Добрый вечер коллеги!

У меня проблема в подборе нужной фиксации клеток.

1. Надо учесть трансфекцию по экспресии белка с EGFP.
При фиксации Метанолом снижается кол-во таких клеток.
При фиксации PFA кол-во клеток с EGFP сохраняется.
2. Потом нужно покрасить моноклональными антителами(МКА) с помощью пероксидазного метода.
При фиксации Метанолом окраска есть.
При фиксации PFA окраски нет.

Чем лучше зафиксировать, чтобы потом можно было бы и учесть результат трансфекции по интенсивности и локализации белка с EGFP в уф, а затем покрасить МКА.

И если использовать фиксацию PFA,то на какой стадии ставить пермиабилизацию и с чем?

Если кто-то делал нечто подобное пришлите пожалуйста протокол на wolf252006@yandex.ru
За ранее спасибо.

забудьте про метанол.
он хорошо вымывает GFP (на форуме уже много раз об этом говорили)

http://molbiol.ru/forums/index.php?showtop...%F2%E0%ED%EE%EB

http://molbiol.ru/forums/index.php?showtop...%F2%E0%ED%EE%EB

http://molbiol.ru/forums/index.php?showtop...%F2%E0%ED%EE%EB

Блин...
ВСЕ покраски клеток антителами ведутся ДО фиксации ( кроме внутриклеточных, само собой).

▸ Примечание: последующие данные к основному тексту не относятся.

PR #2099, opened 2022-12-14
⚠ Support shutdown controllers and watches dynamically

### LINKED ISSUE #1884: Add and remove watches at runtime

FillZpp:

Support shutdown controllers and watches dynamically.

API changes:
- An optional `ControllerCtx` added into `controller.Options` to let developer stop a specific controller and its watches.
- A `Stop()` method added into some stoppable sources, e.g., `Kind`, `KindWithCache`, `Informer`, to let developer only stop a specific watch.

fixes #1884

### DIFF
--- a/pkg/controller/controller.go
+++ b/pkg/controller/controller.go
@@ -86,6 +86,10 @@ type Controller interface {
 
 	// GetLogger returns this controller logger prefilled with basic information.
 	GetLogger() logr.Logger
+
+	// Stop stops the controller and all its watches dynamically.
+	// Note that it will only trigger the stop but will not wait for them all stopped.
+	Stop() error
 }
 
 // New returns a new Controller registered with the Manager.  The Manager will ensure that shared Caches have
--- a/pkg/internal/controller/controller.go
+++ b/pkg/internal/controller/controller.go
@@ -18,7 +18,6 @@ package controller
 
 import (
 	"context"
-	"errors"
 	"fmt"
 	"sync"
 	"time"
@@ -58,11 +57,17 @@ type Controller struct {
 	// the Queue for processing
 	Queue workqueue.RateLimitingInterface
 
+	// startedSources maintains a list of sources that have already started.
+	startedSources []source.Source
+
 	// mu is used to synchronize Controller setup
 	mu sync.Mutex
 
 	// Started is true if the Controller has been Started
 	Started bool
+
+	// Stopped is true if the Controller has been Stopped
+	Stopped bool
 
 	// ctx is the context that was passed to Start() and used when starting watches.
 	//
@@ -70,6 +75,9 @@ type Controller struct {
 	// while we usually always strive to follow best practices, we consider this a legacy case and it should
 	// undergo a major refactoring and redesign to allow for context to not be stored in a struct.
 	ctx context.Context
+
+	// cancel is the CancelFunc of the ctx, to stop the controller and its watches dynamically.
+	cancel context.CancelFunc
 
 	// CacheSyncTimeout refers to the time limit set on waiting for cache to sync
 	// Defaults to 2 minutes if not set.
@@ -123,6 +131,10 @@ func (c *Controller) Watch(src source.Source, evthdler handler.EventHandler, prc
 	c.mu.Lock()
 	defer c.mu.Unlock()
 
+	if c.Stopped {
+		return fmt.Errorf("can not start watch in a stopped controller")
+	}
+
 	// Controller hasn't started yet, store the watches locally and return.
 	//
 	// These watches are going to be held on the controller struct until the manager or user calls Start(...).
@@ -132,7 +144,11 @@ func (c *Controller) Watch(src source.Source, evthdler handler.EventHandler, prc
 	}
 
 	c.LogConstructor(nil).Info("Starting EventSource", "source", src)
-	return src.Start(c.ctx, evthdler, c.Queue, prct...)
+	err := src.Start(c.ctx, evthdler, c.Queue, prct...)
+	if err == nil {
+		c.startedSources = append(c.startedSources, src)
+	}
+	return err
 }
 
 // NeedLeaderElection implements the manager.LeaderElectionRunnable interface.
@@ -148,23 +164,21 @@ func (c *Controller) Start(ctx context.Context) error {
 	// use an IIFE to get proper lock handling
 	// but lock outside to get proper handling of the queue shutdown
 	c.mu.Lock()
+	if c.Stopped {
+		return fmt.Errorf("can not restart a stopped controller, you should create a new one")
+	}
 	if c.Started {
-		return errors.New("controller was started more than once. This is likely to be caused by being added to a manager multiple times")
+		return fmt.Errorf("controller was started more than once. This is likely to be caused by being added to a manager multiple times")
 	}
 
 	c.initMetrics()
 
 	// Set the internal context.
-	c.ctx = ctx
+	c.ctx, c.cancel = context.WithCancel(ctx)
 
 	c.Queue = c.MakeQueue()
-	go func() {
-		<-ctx.Done()
-		c.Queue.ShutDown()
-	}()
-
 	wg := &sync.WaitGroup{}
-	err := func() error {
+	startErr := func() error {
 		defer c.mu.Unlock()
 
 		// TODO(pwittrock): Reconsider HandleCrash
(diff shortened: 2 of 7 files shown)


FillZpp:
K8s 1.26 is released and it adds removal of event handler https://github.com/kubernetes/kubernetes/pull/111122 , so that c-r had better support this in the next v0.14 release.

I'm still adding tests. But one thing I'm not sure is that whether we should add a `ControllerCtx` into `controller.Options` or add a `Stop` method for the Controller? Which one is better to let developers stop a running controller?

Any suggestions? @alvaroaleman @vincepri @joelanford

pkg/internal/controller/controller.go
```diff
@@ -240,8 +264,25 @@ func (c *Controller) Start(ctx context.Context) error {
...
-		return err
+
+	defer func() {
+		c.mu.Lock()
+		defer c.mu.Unlock()
+		c.Stopped = true
+
+		c.Queue.ShutDown()
+		for _, src := range c.startedSources {
+			if stoppableSrc, ok := src.(source.StoppableSource); ok {
```
alvaroaleman, line 275: Maybe log a warning here if that is not the case?

pkg/source/source.go
```diff
@@ -359,7 +415,14 @@ func (is *Informer) Start(ctx context.Context, handler handler.EventHandler, que
 		return fmt.Errorf("must specify Informer.Informer")
 	}
 
-	_, err := is.Informer.AddEventHandler(internal.EventHandler{Queue: queue, EventHandler: handler, Predicates: prct})
+	is.mu.Lock()
+	defer is.mu.Unlock()
+	if is.canceled {
+		return nil
```
alvaroaleman, line 421: Shouldn't we error rather than silently doing nothing?

pkg/controller/controller.go
```diff
@@ -58,6 +58,10 @@ type Options struct {
 	// RecoverPanic indicates whether the panic caused by reconcile should be recovered.
 	// Defaults to the Controller.RecoverPanic setting from the Manager if unset.
 	RecoverPanic *bool
+
+	// ControllerCtx is the optional context for only this Controller. If it is set and been canceled,
+	// this controller and its watches will be stopped dynamically.
+	ControllerCtx context.Context
```
alvaroaleman, line 64: Why not add a `Stop` method instead?

pkg/source/source.go
```diff
@@ -370,6 +433,18 @@ func (is *Informer) String() string {
...
 }
 
+// Stop implements StoppableSource to stop it dynamically.
+func (is *Informer) Stop() error {
+	is.mu.Lock()
+	defer is.mu.Unlock()
+	is.canceled = true
+
+	if is.eventHandlerRegistration != nil {
+		return is.Informer.RemoveEventHandler(is.eventHandlerRegistration)
```
alvaroaleman, line 443: None of this actually stops the informer which I'd argue is the more important part - Is that a folllow-up?

Admittedly not easy, we will likely need to do some kind of refcounting

pkg/internal/controller/controller.go
FillZpp: added

pkg/source/source.go
FillZpp: I'm not sure, maybe we have to prevent the source been stopped multiple times by controller or user?
For example, someone may create a controller with three watches, then stop one watch manually, and finally stop the whole controller. At the time, controller will stop the stopped watch source and it will get the error.

pkg/controller/controller.go
FillZpp: Yeah, as I asked in https://github.com/kubernetes-sigs/controller-runtime/pull/2099#issuecomment-1350370602 .
Now I have changed the `ControllerCtx` to a `Stop` method.

pkg/source/source.go
FillZpp: Good question. It's hard to determine when should we stop the informer. Not only the informers in cache are not only created by source watches, but also triggered by user's `Get`, `List` calls to DelegatingClient. So we can't manage the lifecycle of informer according to the reference count of how many active watches in it.

joelanford: Thinking out loud here a few options:
1. Ref count for watches + some sort of LRU or timed cache for gets/lists that don't already have informers?
2. Ref count for watches + if a get/list requires a new informer (i.e. a watch didn't already start one), that informer is never removed?

maxsmythe: Hey! Just found this PR.

Gatekeeper is doing something similar, forking controller-runtime's informer cache to add a function that can remove informers. Would it be possible to have this available before solving the ref count issue? That would at least give users who are comfortable handling that complexity the ability to do so, but probably wouldn't catch unwary users.

Here is the key function we rely on:

https://github.com/open-policy-agent/gatekeeper/blob/8b426fb55da22abc0fe9bc925a3ca1ed08df50fe/third_party/sigs.k8s.io/controller-runtime/pkg/dynamiccache/informer_cache.go#L242-L251

We currently use it by maintaining a separate cache for dynamic watches:

https://github.com/open-policy-agent/gatekeeper/blob/8b426fb55da22abc0fe9bc925a3ca1ed08df50fe/pkg/watch/manager.go#L64-L91

That exports "registrars" to managing controllers to add or remove watches.

https://github.com/open-policy-agent/gatekeeper/blob/8b426fb55da22abc0fe9bc925a3ca1ed08df50fe/pkg/watch/registrar.go#L213-L276

https://github.com/open-policy-agent/gatekeeper/blob/8b426fb55da22abc0fe9bc925a3ca1ed08df50fe/pkg/controller/constrainttemplate/constrainttemplate_controller.go#L570-L582

Static watches (i.e. old-school controller.Watch() and watches initiated by client.Get()) use a separate cache.

Happy to talk more about this model, if interested, or help implementing parts if it means we can stop maintaining a fork!

vincepri: This is great background! I might rebase and continue on the work on this PR (unless @FillZpp has time) to get it to the finish line before 0.15 is released. Feel free to reach out on slack if we want to chat more about it and brainstorm.

pkg/controller/controller.go
```diff
@@ -86,6 +86,10 @@ type Controller interface {
 
 	// GetLogger returns this controller logger prefilled with basic information.
 	GetLogger() logr.Logger
+
+	// Stop stops the controller and all its watches dynamically.
+	// Note that it will only trigger the stop but will not wait for them all stopped.
+	Stop() error
```
inteon, line 92: Why do we add a `Stop` function here instead of canceling the context that was passed to `Start`?

pkg/source/source.go
maxsmythe: Happy to brainstorm! (sorry, it's been a busy week, so haven't reached out yet)

FillZpp: Sorry for this late reply (I'm on vacation last two weeks). I'll continue on this and get it into 0.15.

About the removal of informer, it seems we could have several ways:

1. Keep ref counts to remove informers automatically, like @joelanford suggested.

> Thinking out loud here a few options:
> 
> 1. Ref count for watches + some sort of LRU or timed cache for gets/lists that don't already have informers?
> 2. Ref count for watches + if a get/list requires a new informer (i.e. a watch didn't already start one), that informer is never removed?

I prefer this way, but I'm not sure will this make users confused? Most of them don't know when and why an informer been removed or not, and the sequence of doing watch and get/list also affect whether the informer will be removed or not...

2. Expose a method to let users manually remove a informer, as @maxsmythe suggested, IIUC.

3. Maybe 1+2 both provided, if they are all necessary and needed.

WDYT @vincepri @alvaroaleman @joelanford @sbueringer

pkg/controller/controller.go
FillZpp: 1. Not all of the implementations of `Source` can stop, e.g., `Func` or some custom types.
2. Users have no way to cancel the context passed from internal controller to source, to only stop the single watch.

pkg/source/source.go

А как быть с уже фиксированными тканевыми образцами. Кстати, можно ли из парафинизированных тканевых образцов приготовить суспензию клеток для последующей прокраски поверхностных белков антителами (для проточной цитофлуориметрии)?

Для Дядя ФАКСер
Проблема заключается в том, что после покраски МКА, бесполезно пытаться посмотреть локализацию и степень интенсивности свечения моего белка к которому прикреплен EGFP. У нас в лаборатории к сожалению нет инвертированного УФ-микроскопа,поэтому приходиться ставить трансфекцию в 24-х луночной панели со стеклами,чтобы учитывать результаты трансфекции в водоимуссионном микроскопе. Поэтому приходиться сначало фиксировать, учитывать локализацию и степень интенсивности свечения,а потом красить.

Нет

А на проточке попробовать? И не с пероксидазными, а с флуоресцентными коньюгатами? Вы же в Москве- договоритесь с людьми, у кого цитометр есть.